Just because parliamentary committees cannot assign or award sanctions against deputies doesn't mean that deputies don't take these appearances before committees seriously. I know them. I've interviewed the deputies. Over the years, I did work for the Lambert commission on financial management and for the Treasury Board on the reform of the supply process. I've done so many studies up here on Parliament Hill.
Perhaps this is the most frustrating part of the parliamentary process. You have this huge expanse of government spending sitting in front of you. You try to understand what it's all about, and it's not easily intelligible. You're doing it under the pressure of time and so on. So I think that some additional assistance, particularly in terms of scrutiny of department spending and operations from professional staff attached to the Library of Parliament, is appropriate. There may be another avenue of staffing, which I mention in the paper.
For the revenue side of the budget process, I think that really is open to serious political debate. It's something you want to talk about in very broad political terms—about what you stand for in terms of taxing and spending.
During those sessions when the deputy is present, I think the government has to be more relaxed in terms of saying that we can talk about some of the undiscussable issues to get to the bottom of why things don't turn out.

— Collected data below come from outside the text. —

PR #14045, opened 2025-07-29
ZJIT: Fix more recursive compile issues

tekknolagi:
- **Abort stub**
- **Don't set start_ptr or GC offsets until entire graph compiles**


tekknolagi:
Superseded by #14052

I've looked at performance reporting. We have hundreds of these reports now that are tabled. I looked at two years of estimates. I found two references to these performance plans and performance reports. It's depressing. All of those documents, both online and in hard copy, are produced presumably in the interest of promoting accountability. If they're not used—and they're not used internally either, to any great extent—that's a huge waste of money.
Other jurisdictions that I've studied—the U.K., Australia, and the leading states in the United States—have scaled back their performance reporting requirements. Why? Because they're not being utilized. It's depressing news, I'm sorry to tell you. So one of the key features of this new approach to accountability would be that we report on everything. But if the reports don't get used....
So yes, I want public servants to come here. Probably they need clearer rules of engagement for these encounters. I think public servants understand what their roles are. I think sometimes MPs cross the line in terms of taking public servants into areas that are more political, where public servants really shouldn't have a public opinion.
That was too long an answer. I apologize.